Some looks are just condemned never to catch on. No one ever moshed to Haircut 100 in an Arran sweater. No one but the band ever turned up to a Super Furry Animals show in a panda outfit. Where are the clog-wearers who once followed New Model Army today? Are they now holistic chiropodists?

One of the main shames of today's pop bands is their lack of ridiculousness. Where once the likes of the Bay City Rollers and Duran Duran effortlessly looked like prats, yet were instantly recognisable, 2002's sorry bunch rarely stoop to such heights. S Club 7 (or 6, or whatever they are this week) are considerably less colourful than a breakaway in the Tour de France, although they probably bear a similar number of advertising slogans, while the current flavour of the month, Blue, dress like, and may yet become, apprentice electricians.

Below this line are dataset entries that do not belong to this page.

PR #1325, opened 2017-01-25
Fixes issue wherein the wrong parameter name was used for cross region presigned urls

### LINKED ISSUE #1324: RDS is not injecting correct pre-signed url
## Environment
Using the aws sdk available through Lambda.

## Overview
According to the AWS docs, the RDS `copyDBSnapshot` operation expects `PreSignedUrl`.
http://docs.aws.amazon.com/AWSJavaScriptSDK/latest/AWS/RDS.html#copyDBSnapshot-property

## Problem
The code sets `PresignedUrl` instead.
https://github.com/aws/aws-sdk-js/blob/master/lib/services/rds.js#L45-L51

## Symptom
When trying to execute `copyDBSnapshot` for cross-region backups, you get this:
```
InvalidParameterValue: PreSignedUrl could not be authenticated
```

CloudTrail shows neither `PresignedUrl` or `PreSignedUrl` in the `requestParameters`.

chrisradek:
Fixes #1324 

/cc @jeskew

### DIFF
--- a/lib/services/rds.js
+++ b/lib/services/rds.js
@@ -13,11 +13,19 @@ var AWS = require('../core');
      if (crossRegionOperations.indexOf(request.operation) !== -1 &&
          request.params.SourceRegion) {
        request.params = AWS.util.copy(request.params);
-       if (request.params.PresignedUrl ||
+       if (request.params.PreSignedUrl ||
            request.params.SourceRegion === this.config.region) {
          delete request.params.SourceRegion;
        } else {
+         var doesParamValidation = !!this.config.paramValidation;
+         // remove the validate parameters listener so we can re-add it after we build the URL
+         if (doesParamValidation) {
+           request.removeListener('validate', AWS.EventListeners.Core.VALIDATE_PARAMETERS);
+         }
          request.onAsync('validate', this.buildCrossRegionPresignedUrl);
+         if (doesParamValidation) {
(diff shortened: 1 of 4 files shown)


test/event_listeners.spec.coffee
```diff
@@ -215,7 +215,7 @@ describe 'AWS.EventListeners', ->
       makeRequest(->)
       expect(options.timeout).to.equal(15)
 
-    it 'signs only once in normal case', ->
+    it 'signs only once in normal case', (done) ->
```
jeskew: Hopefully, making all of these async should take care of the flickering failures we've been seeing over the past few weeks

lib/services/rds.js
```diff
@@ -13,11 +13,19 @@ var AWS = require('../core');
...
        request.params = AWS.util.copy(request.params);
-       if (request.params.PresignedUrl ||
+       if (request.params.PreSignedUrl ||
            request.params.SourceRegion === this.config.region) {
          delete request.params.SourceRegion;
        } else {
+         var doesParamValidation = !!this.config.paramValidation;
+         // remove the validate parameters listener so we can re-add it after we build the URL
+         if (doesParamValidation) {
+           request.removeListener('validate', AWS.EventListeners.Core.VALIDATE_PARAMETERS);
```
chrisradek: Agreed, we do this often enough throughout the SDK that we should provide a better way to handle this.

PR #1327, opened 2017-01-26
change first selection value of request.httpRequest.region in updateRegion

jaoromi:
I think that request.httpRequest.region shouldn't change value if it have a value. If request.httpRequest.region is undefined, then request.httpRequest.region initialize zones[1] from endpoint domain.


jeskew:
Based on the test failure, it looks like this would be a breaking change. Can I ask what the motivation for this PR was? There might be a way to achieve the goal you had in mind in a backwards compatible way.

jeskew:
Closing, as it looks like this would be a breaking change. Please feel free to reopen if you have any questions or concerns.

PR #1333, opened 2017-01-29
[DynamoDB] Clarify TypeScript typings for item attributes.

pe8ter:
The TypeScript typings for DynamoDB's `AttributeValue` are too loose. Here's a subset:

```
export interface AttributeValue {
  S?: StringAttributeValue;
  N?: NumberAttributeValue;
  ...
}
```

This typing documents that if I have an object that conforms to the `AttributeValue` interface that it can have none, one, some, or all of the specific attribute value types. This is not true. An object that is an `AttributeValue` should have one and only one of the specific attribute value types.

This pull request rectifies this by making each specific attribute value type its own interface and transforms the overloaded `AttributeValue` interface into a type that can be any one of these new interfaces. Here's a subset:

```
export interface StringAttribute {
  S: StringAttributeValue;
}
export interface NumberAttribute {
  N: NumberAttributeValue;
}
...
export type AttributeValue = StringAttribute | NumberAttribute | ...
```

This PR is the minimum needed to add the new clarified typings while not breaking existing consumers of the `AttributeValue` interface.

If you'd like I can add a use case that demonstrates why the loose typing is problematic.

### DIFF
--- a/.changes/next-release/feature-dynamodb-09a8b087.json
+++ b/.changes/next-release/feature-dynamodb-09a8b087.json
@@ -1,0 +1,5 @@
+{
+  "type": "feature",
+  "category": "dynamodb",
+  "description": "Add specific TypeScript typings for item attributes."
+}
--- a/clients/dynamodb.d.ts
+++ b/clients/dynamodb.d.ts
@@ -185,48 +185,69 @@ declare namespace DynamoDB {
   export type AttributeName = string;
   export type AttributeNameList = AttributeName[];
   export type AttributeUpdates = {[key: string]: AttributeValueUpdate};
-  export interface AttributeValue {
     /**
-     * An attribute of type String. For example:  "S": "Hello" 
-     */
-    S?: StringAttributeValue;
-    /**
-     * An attribute of type Number. For example:  "N": "123.45"  Numbers are sent across the network to DynamoDB as strings, to maximize compatibility across languages and libraries. However, DynamoDB treats them as number type attributes for mathematical operations.
-     */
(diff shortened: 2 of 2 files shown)


jeskew:
Thanks for putting this together, @pe8ter. I agree that the type information provided in this pull request is a more accurate reflection of what the DynamoDB API expects, but it goes beyond [what's expressed in the service model](https://github.com/aws/aws-sdk-js/blob/master/apis/dynamodb-2011-12-05.normal.json#L248) from which the typing files are generated. Those models are shared among several AWS SDKs -- including some written in languages that do not support union types -- so this additional typing information would need to live in the JS SDK in a location that would not be overwritten should the DynamoDB models be updated.

I'll need to confer with other SDK developers on this, but my inclination is to say that the type definitions are not files on which we can accept community contributions.

chrisradek:
Hey @pe8ter 
Thanks, your typings are more accurate for DynamoDB than what's currently available. @jeskew is correct though in that this change goes beyond what is expressed in the model. The TypeScript definitions are currently generated whenever a service model is updated, so to support this change we would need to update the typescript definitions generator to allow for overriding models. This isn't impossible, but something we would likely discourage because what's modeled may eventually drift from what's been customized.

We can accept TypeScript definition file changes, just not for those in the `clients` folder (unless the `scripts/typings-generator.js` file is updated as well).

pe8ter:
Looks like making the change isn't as shallow as I initially thought. We'll continue to use our own custom typings for now.

Thanks for looking into it.

PR #1339, opened 2017-02-02
Add credentialProvider as an optional parameter of ConfigurationOptions

### LINKED ISSUE #1338: [TypeScript] S3.Types.ClientConfiguration and SES.Types.ClientConfiguration missing credentialProvider
The documentation for [`AWS.S3`](http://docs.aws.amazon.com/AWSJavaScriptSDK/latest/AWS/S3.html#constructor-property) and [`AWS.SES`](http://docs.aws.amazon.com/AWSJavaScriptSDK/latest/AWS/SES.html#constructor-property) both state that they accept `credentialProvider`, which is an instance of [`AWS.CredentialProviderChain`](http://docs.aws.amazon.com/AWSJavaScriptSDK/latest/AWS/CredentialProviderChain.html), as part of the configuration options.

However, the declaration for [`ConfigurationOptions`](https://github.com/aws/aws-sdk-js/blob/67f8e309fb2ab748880a826911573beaa0e7986c/lib/config.d.ts#L155) does not expose such a parameter.

This prevents something like this from compiling:

```typescript
const s3 = new S3({
  region: `${process.env.GC_AWS_REGION}`,
  credentialProvider: new CredentialProviderChain([
    () => { return new EnvironmentCredentials('GC_AWS'); },
    () => { return new EnvironmentCredentials('GC_AMAZON'); },
    () => { return new SharedIniFileCredentials({ profile: 'govcloud' }); },
    () => { return new SharedIniFileCredentials({ profile: 'default' }); },
    () => { return new EC2MetadataCredentials(); }
  ]);
});
```

> foo.ts(45,3): error TS2345: Argument of type '{ region: string; credentialProvider: CredentialProviderChain; }' is not assignable to parameter of type 'ClientConfiguration | undefined'.
  Object literal may only specify known properties, and 'credentialProvider' does not exist in type 'ClientConfiguration | undefined'.

RLovelett:
As discussed in #1338, the documentation for [`AWS.S3`](http://docs.aws.amazon.com/AWSJavaScriptSDK/latest/AWS/S3.html#constructor-property) and [`AWS.SES`](http://docs.aws.amazon.com/AWSJavaScriptSDK/latest/AWS/SES.html#constructor-property) both state that they accept `credentialProvider`, which is an instance of [`AWS.CredentialProviderChain`](http://docs.aws.amazon.com/AWSJavaScriptSDK/latest/AWS/CredentialProviderChain.html), as part of the configuration options.

However, the declaration for [`ConfigurationOptions`](https://github.com/aws/aws-sdk-js/blob/67f8e309fb2ab748880a826911573beaa0e7986c/lib/config.d.ts#L155) did not expose such a parameter. This patch resolves that issue.

Fixes #1338

### DIFF
--- a/ts/config.ts
+++ b/ts/config.ts
@@ -94,3 +94,12 @@ var config = AWS.config.loadFromPath('/to/path');
 AWS.config.update({
    fake: 'fake' 
 }, true);
+
+// Test constructing with a CredentialProviderChain
+var options = {
+    credentialProvider: new AWS.CredentialProviderChain([
+        () => new AWS.EC2MetadataCredentials()
+    ])
+};
+var s3 = new AWS.S3(options);
+var ses = new AWS.SES(options);
--- a/.changes/next-release/bugfix-TypeScript-5f321e6b.json
+++ b/.changes/next-release/bugfix-TypeScript-5f321e6b.json
@@ -1,0 +1,5 @@
+{
+  "type": "bugfix",
+  "category": "TypeScript",
+  "description": "Add `credentialProvider` as an optional parameter of `ConfigurationOptions`."
+}
--- a/lib/config.d.ts
+++ b/lib/config.d.ts
@@ -2,6 +2,7 @@ import {Agent as httpAgent} from 'http';
 import {Agent as httpsAgent} from 'https';
 import {AWSError} from './error';
 import {Credentials, CredentialsOptions} from './credentials';
+import {CredentialProviderChain} from './credentials/credential_provider_chain';
 import {ConfigurationServicePlaceholders, ConfigurationServiceApiVersions} from './config_service_placeholders';
 
 export class ConfigBase extends ConfigurationOptions{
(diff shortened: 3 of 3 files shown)


ts/config.ts
```diff
@@ -93,4 +93,13 @@ var config = AWS.config.loadFromPath('/to/path');
...
+}, true);
+
+// Test constructing with a CredentialProviderChain
+var options = {
+    credentialProvider: new AWS.CredentialProviderChain([
+        () => new AWS.EC2MetadataCredentials()
+    ])
+};
+var s3 = new AWS.S3(options);
+var ses = new AWS.SES(options);
```
RLovelett: @chrisradek I am not exactly sure what the extent of the expected test should be. I feel like this covers the intent of what the change now provides. Obviously, if this is wrong I'll need a little bit more guidance on what to do next.

chrisradek: @RLovelett 
This should be fine. We really just want to make sure the code compiles correctly, and that we don't break it in the future. This captures the intent.

chrisradek:
@RLovelett
Thanks for the PR! Merging!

Thankfully, the stage has largely been spared the football top seen so often on Englishmen abroad, probably because they rarely come in black. Brighton and Hove Albion football club's heroic rise through the divisions in shirts bearing the logo "Skint" (after their sponsor, the local record company) is about as close as it gets.

Special-forces outfits notwithstanding, the old suit-and-tie remains on top. Even taken to its illogical extent (for example, Kraftwerk airbrushed to within a millimetre of their robotic lives), it's easily mimicked and shows a certain respect for the audience.

And, of course, the Hives could get into Annabel's if they wanted to dance the night away with Bryan Ferry. As they would say, you cannot.